The above are the integrals over either a charge or distance. In other words, these are the derivatives of the above:

V = J*q
F = K*x
magnetic flux = L*i
momentum = M*v

J = 1/C is the difficulty with which q can move onto the capacitor, and K is the difficulty with which "distance can move onto a spring".  Similarly Mass and inductance are difficulty to increasing v and i.

i is to magnetic flux what v is to momentum. We think of pushing charges through inductors, so maybe we should think of moving meters through mass instead of moving a mass through meters.   

Two more equations to point out:

E = F*x
E = V*q

Electrical: Moving charges are confined in a spatial arrangement that we call an inductor. If we try to accelerate them, we encounter a push-back. If we overcome the push-back so that they move faster, it will cause the inductor to have a higher internal energy. (The inductor can be thought of as a superconducting  toroidal type.

Mechanical: "Moving meters" are confined (via charges?) in a an arrangement  we call mass. If we try to accelerate them, we encounter a push-back from their "self-inductance". If we overcome the push-back so that they move faster, it will cause the mass to have a higher internal energy.

To go deeper, I would like to insert v in place of i in Maxwell's equations because Einstein said Maxwell's equations are a great filter for weeding out false theoretical ideas because all relativistic ideas are subject to them. But a straight substitution into Maxwell's equations would seem to have a problem. Maxwell's equations are all about spatial relationships. Throwing in an extra spatial dimension to replace charge seems drastic. Do I exchange an x and q instead of replace the q?

Notice in the all the charge equations above, meters were not present except implied in say J or L.

Will it require somehow replacing the 3D spatial system of the equations with some kind of 3D charge system?  To be clear, this means there would be some sort of 3D "charge-space".  I was once told spatial dimensions are the result of quantum spin and I know spin is at the charge level, so I did a quick Google search for "spin charge" which showed electrons consist of 3 quasi-particles. Are the 3 quasiparticles related to charge in a way that is analogous to how the 3 spatial dimensions' are related to mass? 
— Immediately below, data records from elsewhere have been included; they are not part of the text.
PR #1283, opened 2026-06-25
[RNE Rewrite] feat: on-demand native lib download and backend splitting

msluszniak:
## Description

Ports PR #1039's on-demand native-lib mechanism into the rewrite flow. Apps declare what they need via a `react-native-executorch` block (`backends` / `libs` / `features`) in `package.json`; the postinstall `scripts/download-libs.js` expands `features` via the forward-looking `FEATURE_MAP`, writes `rne-build-config.json`, and downloads only the requested per-backend artifacts from GitHub Releases into `third-party/`. The podspec and `android/build.gradle.kts` read that config to gate `RNE_ENABLE_*` and link backends as separate libs (`Xnnpack`/`CoreML`/`MLX` xcframeworks, `lib*_executorch_backend.so`); MLX is the iOS device slice only.

Adapted to the rewrite: `cpp/` layout (opencv kept as an extensible source list, guarded in `RnExecutorch.cpp`), Kotlin-DSL gradle config read, single `android/CMakeLists.txt`. The scripts, `FEATURE_MAP`, and artifact contract are kept identical to #1039 so future rewrite work stays code-only. CI (TS-only) skips the download via `RNET_SKIP_DOWNLOAD` in the setup action.

Backed by `software-mansion-labs/executorchrne-split-build` (already ET 1.3.1). Release artifacts (device-only MLX) are built/uploaded separately; committed headers / `executorch.jar` / `ExecutorchLib` wrapper are provisioned alongside.

- [ ] Yes
- [x] No

### Type of change

### Tested on

- [ ] iOS
- [ ] Android

### Testing instructions

1. Config flow: set an app's `react-native-executorch.features` (e.g. `["llm"]`), run `yarn install`, and check `rne-build-config.json` reflects it (`enableOpencv:false, enableCoreml:false, enableXnnpack:true`). Setting legacy `extras` errors.
2. Download flow: `RNET_BASE_URL=https://github.com/software-mansion/react-native-executorch/releases/download/v0.0.0-rewrite-libs-test RNET_TARGET=android-arm64-v8a INIT_CWD=<app> node scripts/download-libs.js` — tarballs extract (checksum-verified) into `third-party/android/libs/...` exactly where `CMakeLists.txt`/podspec expect.
3. CI gates: `yarn lint`, `yarn workspace react-native-executorch prepare`, `yarn typecheck` (all green; install with `RNET_SKIP_DOWNLOAD=1`).

Test artifacts uploaded to the `v0.0.0-rewrite-libs-test` pre-release: Android freshly built from `rne-split-build` (ET 1.3.1, split backends, arm64-v8a + x86_64); iOS reused from the same rne-split-build 1.3.1 lineage (#1039) with MLX stripped to the device slice only. Full download/extract/checksum flow verified across iOS + both Android ABIs. On-device app build still to be run.

### Related issues

#1208

### Checklist

### Additional notes

Draft: all of third-party/ (headers + binaries) is downloaded on demand, not committed — headers ship as a platform-independent headers.tar.gz alongside the binary artifacts (built with device-only MLX), uploaded separately.

Header provenance: `headers.tar.gz` is assembled from the `rne-split-build` ExecuTorch CMake **install include tree** (`cmake-out*/include/`: `executorch`, `pytorch/{c10,torch,headeronly}`, the tokenizer third-party headers `absl`/`re2`/`nlohmann`, and `cpuinfo`/`pthreadpool` — all platform-independent, identical across ABIs/SDKs) plus the `opencv2` headers from the OpenCV prebuilt (same source as the `opencv-rne` pod / Android static `libopencv_*.a`, not built from executorch).

Docs getting-started is deferred (no rewrite getting-started page exists yet).


packages/react-native-executorch/scripts/download-libs.js
barhanc, line 1: Please fix the CI/lint warning `'url' is already declared in the upper scope on line 335 column 19`.

packages/react-native-executorch/cpp/RnExecutorch.cpp
```diff
@@ -1,18 +1,26 @@
 #include "RnExecutorch.h"
 
 #include "core/install.h"
-#include "extensions/cv/install.h"
 #include "extensions/math/install.h"
 #include "extensions/nlp/install.h"
 
+// The cv extension links against OpenCV. When opencv is opted out
+// (RNE_ENABLE_OPENCV unset by the build config), its sources are excluded from
+// compilation, so guard the include + install call too.
```
barhanc: Comment not needed imo, the flag is clear enough.

packages/react-native-executorch/third-party/.gitignore
barhanc, line 1: The `executorch.jar` is not ignored.

packages/react-native-executorch/scripts/package-release-artifacts.sh
barhanc, line 1: Why are these scripts nested inside `packages/react-native-executorch` and not in the monorepo root (like the error gen scripts)?

packages/react-native-executorch/react-native-executorch.podspec
```diff
@@ -10,37 +29,128 @@ Pod::Spec.new do |s|
...
+  physical_ldflags = [
+    '$(inherited)',
+    "\"#{executorch_binaries_path}/libthreadpool_ios.a\"",
+  ]
+  simulator_ldflags = [
+    '$(inherited)',
+    "\"#{executorch_binaries_path}/libthreadpool_simulator.a\"",
+  ]
+
+  xnnpack_xcframework_path = File.expand_path('$(PODS_TARGET_SRCROOT)/third-party/ios/XnnpackBackend.xcframework', __dir__)
```
barhanc: `File.expand_path` on paths containing Xcode environment variables like `$(PODS_TARGET_SRCROOT)` produces malformed path configurations.

packages/react-native-executorch/scripts/download-libs.js
```diff
@@ -0,0 +1,439 @@
...
+
+function download(url, dest) {
+  return new Promise((resolve, reject) => {
+    const file = fs.createWriteStream(dest);
+    const get = (currentUrl) => {
+      const client = currentUrl.startsWith('http://') ? http : https;
+      const headers = {};
+      if (process.env.GITHUB_TOKEN && !currentUrl.startsWith('http://')) {
+        headers.Authorization = `Bearer ${process.env.GITHUB_TOKEN}`;
+      }
```
barhanc:
```suggestion
      if (process.env.GITHUB_TOKEN && currentUrl.includes('github.com')) {
        headers.Authorization = `Bearer ${process.env.GITHUB_TOKEN}`;
      }
```

barhanc:
- Also, did you check the example app size with and without the split and how much it decreases it?
- Would you be able to check that MLX backend gets correctly bundled for the computer-vision app (I don't have an iOS  physical device available)?

---

- Do we have some custom script for vendoring the executorch headers, because the headers downloaded using the split script do not match the ones copied directly from executorch repo used in rnet-poc, e.g. all llm runner helpers are missing?

packages/react-native-executorch/scripts/package-release-artifacts.sh
msluszniak: `download-libs.js` must live in the package: it runs at the package's postinstall, ships in the npm tarball, and resolves `third-party/` relative to itself (unlike the dev-only error-gen scripts at root). `package-release-artifacts.sh` is its build-side pair (produces exactly the layout `download-libs.js` consumes), so it's colocated. Happy to move the release script to the monorepo root if you'd prefer.

msluszniak:
> * Also, did you check the example app size with and without the split and how much it decreases it?
> * Would you be able to check that MLX backend gets correctly bundled for the computer-vision app (I don't have an iOS  physical device available)?
> 
> * Do we have some custom script for vendoring the executorch headers, because the headers downloaded using the split script do not match the ones copied directly from executorch repo used in rnet-poc, e.g. all llm runner helpers are missing?

1. Haven't check yet, will do this in a minute.
2. Unfortunately, neither do I, so we need to defer this check till Monday.
3. That's my fault. There is no such script and that's the reason why I missed headers. I will add such script and update published assets.

msluszniak:
@barhanc I added mentioned script, now working on memory comparison for cv demo app.

msluszniak:
## App-size impact of the backend split

Measured on the `computer-vision` demo (release APK, `arm64-v8a`). iOS figures are artifact-derived (no IPA built yet). Native `.so` are stored uncompressed, so they land in the APK at full size.

### CV app — split vs all-backends

| | vs complete bundle | vs RNE-only files |
|---|---|---|
| **Android** (measured) | 78.3 → 68.3 MB (−10.0 MB, **−13%**) | 25.7 → 15.7 MB (−10.0 MB, **−39%**) |
| **iOS** (estimated) | ~0 | ~0 |

iOS is ~0 here because the CV app uses *every* iOS backend (xnnpack + coreml + **mlx** via `keypointDetection`). Android RNE-only footprint = `libexecutorch` core 11.3 + `libxnnpack…` 2.6 + `libRnExecutorch` (+ statically-linked opencv) 1.9, plus Vulkan 10.0 in the no-split build.

### What the split drops, per backend (the cross-app value)

| Component | Platform | Dropped | Notes |
|---|---|---|---|
| **Vulkan** | Android | **10.0 MB** | dynamic `.so`, full size |
| **MLX** | iOS | **~13 MB `.a` + 2.7 MB `mlx.metallib`** | `-force_load` → not stripped; metallib is a non-strippable resource |
| **CoreML** | iOS | ~1.8 MB `.a` | `-force_load` |
| **XNNPACK** | both | 2.6 / 7 MB | almost always needed |
| **opencv** | both | ~1.5 MB effective | static + dead-stripped, so ≪ its 13 MB of `.a` |
| **phonemis** | both | ~1.5–2.5 MB (once Kokoro TTS lands) | source-compiled into the lib; the 22 MB espeak `data/` is stripped from the npm package |

packages/react-native-executorch/react-native-executorch.podspec
barhanc, line 1: Trying to build for iOS simulator I get
```shell
error: Build input files cannot be found: '/third-party/ios/CoreMLBackend.xcframework/ios-arm64-simulator/libCoreMLBackend.a', '/third-party/ios/XnnpackBackend.xcframework/ios-arm64-simulator/libXnnpackBackend.a'. Did you forget to declare these files as outputs of any script phases or custom
  build rules which produce them? (in target 'computervision' from project 'computervision')
```
but I have these files downloaded using script. It seems that there is some problem with path resolution. Defining paths like this fixed it for me
```podspec
  executorch_binaries_path = "#{__dir__}/third-party/ios/libs/executorch"
  xnnpack_xcframework_path = "#{__dir__}/third-party/ios/XnnpackBackend.xcframework"
  coreml_xcframework_path  = "#{__dir__}/third-party/ios/CoreMLBackend.xcframework"
  mlx_xcframework_path     = "#{__dir__}/third-party/ios/MLXBackend.xcframework"
```

barhanc (changes requested):

packages/react-native-executorch/react-native-executorch.podspec
msluszniak: Good catch, applied. Root cause: these feed `-force_load` in OTHER_LDFLAGS, linked at the app target where `$(PODS_TARGET_SRCROOT)` (pod-scoped) is undefined → expands to empty → `/third-party/…`. Switched the four linker paths to `#{__dir__}/…` (HEADER_SEARCH_PATHS keep the variable — they're the pod's own compile settings). Fixed in 24e497697.

barhanc (approved):

barhanc:
Tested iOS on device and the backends work.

Maxwell's equations can be derived from the idea of point charge emitting rays of force in 3D space, and them using relativity to generate the magnetic pair of equations. Magnetism = a relativistic effect of charges (Feynman and Schwartz cover this, but I didn't learn it from school, but came across it in a 1930's Encyclopedia Britannica before looking for it elsewhere). Magnetism is perpendicular to the movement of charge in space.